PacifiCorp plans to convert the coal-fired Naughton Unit 3 to a natural gas-fired facility and to install environmental investments required to meet near term compliance obligations at the Hunter Unit 1, Jim Bridger Unit 3, and Jim Bridger Unit 4 coal units.

“Installation of emission control equipment at these facilities will reduce emissions of nitrous oxides (NOX) and sulfur dioxide (SO2) and contribute to improved visibility in the region,” PacifiCorp added in an integrated resource plan (IRP) filed April 30 at the Utah Public Service Commission. “The Company plans to continue to evaluate environmental investments required to meet known and prospective environmental compliance obligations at existing coal units in future IRPs and future IRP Updates.”

The coal-related action plan includes:

  • Naughton Unit 3 (Wyoming, 330 MW) – Continue permitting and development efforts in support of the Naughton Unit 3 natural gas conversion project.
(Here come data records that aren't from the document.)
PR #1930, opened 2016-01-25
improve comments for gps_precision

mortada:
fixed some typos and changed >95% to >99% (3 sigma of normal distribution)

One thing to note is that the assumption about the relationship between GPS precision and the correct search radius may be a bit misleading, since the search radius should really also depend on the width of the road. Let's say a road has a large width (e.g. large number of lanes) and a trace is on a lane that's the farthest away from the road line. Then one would still want the search radius to reach the road even if the GPS precision is really high.

### DIFF
--- a/include/engine/plugins/match.hpp
+++ b/include/engine/plugins/match.hpp
@@ -85,8 +85,9 @@ template <class DataFacadeT> class MapMatchingPlugin : public BasePlugin
     {
         CandidateLists candidates_lists;
 
-        // assuming the gps_precision is the standart-diviation of normal distribution that models
-        // GPS noise (in this model) this should give us the correct candidate with >0.95
+        // assuming gps_precision is the standard deviation of a normal distribution that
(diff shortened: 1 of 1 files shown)


TheMarex:
> Then one would still want the search radius to reach the road even if the GPS precision is really high.

I guess what we really want is to incorporate road width in the nearest neighbor search in high precision cases like this. That would mean line segments need to be replaced by boxes. In general this would increase the index size quite a bit.

Do we have the data for this to actually test and see if this would be a worthwhile investment?

mortada:
@TheMarex I don't actually have any particular data in mind, and I'm not necessarily proposing a box search instead of a line search. But it just seems like the assumption that the GPS precision of a trace can determine the appropriate search radius for map matching is a bit misleading. 

Perhaps one possibility is to let users specify a desired search radius instead of a gps_precision

emiltin:
can't you still use a line search, but move the line according to the road width (for each direction)?

PR #1932, opened 2016-01-27
Takes care of proper special member generation globally, fixes #1689

### LINKED ISSUE #1689: Check special member generation for mistakes in implicitely generated ones
See for eample [server/http/header.hpp](https://github.com/Project-OSRM/osrm-backend/blob/5094bad838f11d5dbd08b443d552bf471f82a75e/server/http/header.hpp#L38-L41): writing special members is horrible here.

There are rules on how the compiler generates special member functions.
You have to understand them. You *really* have to understand them.

Check Howard Hinnant's talk slides in the references (he's the libc++ dev).
Read it, understand it, and then print out page 28. Seriously, just do it.

For the example above, the best solution is this:

```c++
struct header { std::string name, value; };
```

Tada, the compiler does the rest!
Isn't this awesome and so much more clear then trying to write them manually?

Note: a `pair<string, string>` or then a `map<string, string>` alias would work out just fine, too.

Reference:

- http://accu.org/content/conf2014/Howard_Hinnant_Accu_2014.pdf (p 28)

daniel-j-h:
Phew, a lot of classes were affected by this. The rationale for the
changes are as follows:

- When a type X declares any constructor, the default constructor is
  not declared, so there is no need for X() = delete there. In fact,
  there is brutal difference between those two: deleted members
  participate in overload resolution, but not-declared members do not!

- When a type X wants to be non-copyable (e.g. to be only movable, like
  threads, unique_ptrs, and so on), you can either do it by inheriting
  from boost::noncopyable (the old way), or better declare both (!) the
  copy constructor _and_ the copy assignment operator as deleted:

      X(X const&) = delete;
      X& operator=(X const&) = delete;

  We had tons of types with deleted copy constructors that were lacking
  a corresponding deleted copy assignment operator, making them still
  copyable and you wouldn't even notice (read: scary)!

References:

- http://accu.org/content/conf2014/Howard_Hinnant_Accu_2014.pdf
- http://www.boost.org/doc/libs/master/libs/core/doc/html/core/noncopyable.html

Note: I know, I'm quoting Hinnant's extraordinary slides a lot, but
getting the sematic right here is so incredibly important.

### DIFF
--- a/include/engine/engine.hpp
+++ b/include/engine/engine.hpp
@@ -46,7 +46,10 @@ class Engine final
 
   public:
     Engine(EngineConfig &config_);
+
     Engine(const Engine &) = delete;
+    Engine &operator=(const Engine &) = delete;
+
     int RunQuery(const RouteParameters &route_parameters, util::json::Object &json_result);
 
   private:
--- a/include/engine/routing_algorithms/routing_base.hpp
+++ b/include/engine/routing_algorithms/routing_base.hpp
@@ -42,10 +42,11 @@ template <class DataFacadeT, class Derived> class BasicRoutingInterface
     DataFacadeT *facade;
 
   public:
-    BasicRoutingInterface() = delete;
-    BasicRoutingInterface(const BasicRoutingInterface &) = delete;
     explicit BasicRoutingInterface(DataFacadeT *facade) : facade(facade) {}
     ~BasicRoutingInterface() {}
+
+    BasicRoutingInterface(const BasicRoutingInterface &) = delete;
+    BasicRoutingInterface &operator=(const BasicRoutingInterface &) = delete;
 
     /*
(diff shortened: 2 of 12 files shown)


daniel-j-h:
@TheMarex @MoKob @danpat could you make sure you're running clang-format on changes before pushing them? A few weeks ago we had a perfectly formatted code base and I'm already seeing unrelated changed due to clang-format here. Would be great to keep the signal to noise ratio high.

daniel-j-h:
Note: this PR does not remove explicitly specified special members where implicit ones would suffice. No need to change that right now, it's more important that we're fixing what is broken.

So hopefully now we're no longer accidentally copying objects around :)

TheMarex:
:+1: good to merge.

PR #1933, opened 2016-01-27
[WIP] introduce barrier penalties to handle gated areas

MoKob:
Many gated areas (like gated communities, factories ... ) exist in the graph. Usually they are separated from the rest of the graph by a barrier of some form.
In the current way of handling, we have no way of avoiding them.

This pull requests uses the turn_instruction `access_restriction_penalty`  to introduce a behaviour in which we can route **out/into** such areas but **not pass through** them.

This pull request has two problems:
 * It only works for barriers at the moment, but at least in Germany there exists a traffic sign requesting no through traffic (Anlieger frei -- essentially saying only enter if you have a good reason to go here)
 * It cannot handle the many-to-many plugin, as we do not extract paths in that scenario. To handle the many-to-many plugin, we would need https://github.com/Project-OSRM/osrm-backend/issues/77

### DIFF
--- a/profiles/car.lua
+++ b/profiles/car.lua
@@ -3,10 +3,10 @@
 local find_access_tag = require("lib/access").find_access_tag
 
 -- Begin of globals
-barrier_whitelist = { ["cattle_grid"] = true, ["border_control"] = true, ["checkpoint"] = true, ["toll_booth"] = true, ["sally_port"] = true, ["gate"] = true, ["lift_gate"] = true, ["no"] = true, ["entrance"] = true }
-access_tag_whitelist = { ["yes"] = true, ["motorcar"] = true, ["motor_vehicle"] = true, ["vehicle"] = true, ["permissive"] = true, ["designated"] = true, ["destination"] = true }
-access_tag_blacklist = { ["no"] = true, ["private"] = true, ["agricultural"] = true, ["forestry"] = true, ["emergency"] = true, ["psv"] = true }
-access_tag_restricted = { ["destination"] = true, ["delivery"] = true }
+barrier_whitelist = { ["border_control"] = true, ["checkpoint"] = true, ["toll_booth"] = true, ["sally_port"] = true, ["no"] = true, ["entrance"] = true }
+access_tag_whitelist = { ["yes"] = true, ["motorcar"] = true, ["motor_vehicle"] = true, ["vehicle"] = true, ["permissive"] = true }
+access_tag_blacklist = { ["no"] = true, ["agricultural"] = true, ["forestry"] = true, ["emergency"] = true, ["psv"] = true }
+access_tag_restricted = { ["destination"] = true, ["delivery"] = true, ["private"] = true }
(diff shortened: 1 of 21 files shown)


profiles/testbot.lua
```diff
@@ -52,6 +52,17 @@ function node_function (node, result)
...
+  if barrier and "" ~= barrier then
+  --  make an exception for rising bollard barriers
+     local bollard = node:get_value_by_key("bollard")
+     local rising_bollard = bollard and "rising" == bollard
+
+     if not rising_bollard then
+         result.barrier = true
+         result.access_restricted = false --allow access, but only at a penalty
+     end
+  end
```
MoKob: This is a temporary insertion. It allows the barrier.feature to pass but may be responsible for some cases breaking (routability is changed by this request)

profiles/car.lua
```diff
@@ -3,10 +3,10 @@
...
-barrier_whitelist = { ["cattle_grid"] = true, ["border_control"] = true, ["checkpoint"] = true, ["toll_booth"] = true, ["sally_port"] = true, ["gate"] = true, ["lift_gate"] = true, ["no"] = true, ["entrance"] = true }
-access_tag_whitelist = { ["yes"] = true, ["motorcar"] = true, ["motor_vehicle"] = true, ["vehicle"] = true, ["permissive"] = true, ["designated"] = true, ["destination"] = true }
-access_tag_blacklist = { ["no"] = true, ["private"] = true, ["agricultural"] = true, ["forestry"] = true, ["emergency"] = true, ["psv"] = true }
-access_tag_restricted = { ["destination"] = true, ["delivery"] = true }
+barrier_whitelist = { ["border_control"] = true, ["checkpoint"] = true, ["toll_booth"] = true, ["sally_port"] = true, ["no"] = true, ["entrance"] = true }
+access_tag_whitelist = { ["yes"] = true, ["motorcar"] = true, ["motor_vehicle"] = true, ["vehicle"] = true, ["permissive"] = true }
+access_tag_blacklist = { ["no"] = true, ["agricultural"] = true, ["forestry"] = true, ["emergency"] = true, ["psv"] = true }
+access_tag_restricted = { ["destination"] = true, ["delivery"] = true, ["private"] = true }
 access_tags = { "motorcar", "motor_vehicle", "vehicle" }
```
MoKob: manipulating these checks is partly responsible for breaking some of the routability checks in cucumber

src/extractor/edge_based_graph_factory.cpp
```diff
@@ -426,38 +428,27 @@ void EdgeBasedGraphFactory::GenerateEdgeExpandedEdges(
...
 
-                if (is_barrier_node)
-                {
-                    if (node_u != node_w)
-                    {
-                        ++skipped_barrier_turns_counter;
-                        continue;
-                    }
-                }
-                else
```
MoKob: Not omitting turns through barriers breaks parts of the routability checks in cucumber.

MoKob:
while somewhat successful, these penalties should be handled via the separation of eta and routing-weight. closing here.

The permit application requesting operation on coal through year-end 2017 is currently under review by the Wyoming  Department of Environmental Quality, Air Quality Division. Issue a request for proposal to procure gas transportation for the Naughton plant as required to support compliance with the conversion date that will be established during the permitting process. Issue an RFP for engineering, procurement, and construction of the Naughton Unit 3 natural gas retrofit as required to support compliance with the conversion date that will be established during the permitting process.
  • Hunter Unit 1 (Utah, 418 MW) – Complete installation of the baghouse conversion and low NOX burner compliance projects at Hunter Unit 1 as required by the end of 2014.
  • Jim Bridger Units 3 and 4 (Wyoming, 702 MW total) – Complete installation of selective catalytic reduction (SCR) compliance projects at Jim Bridger Unit 3 and Jim Bridger Unit 4 as required by the end of 2015 and 2016, respectively.
  • Cholla Unit 4 (Arizona, 387 MW) – Continue to evaluate alternative compliance strategies that will meet Regional Haze compliance obligations, related to the U.S. Environmental Protection Agency’s Federal Implementation Plan requirements to install SCR equipment at Cholla Unit 4.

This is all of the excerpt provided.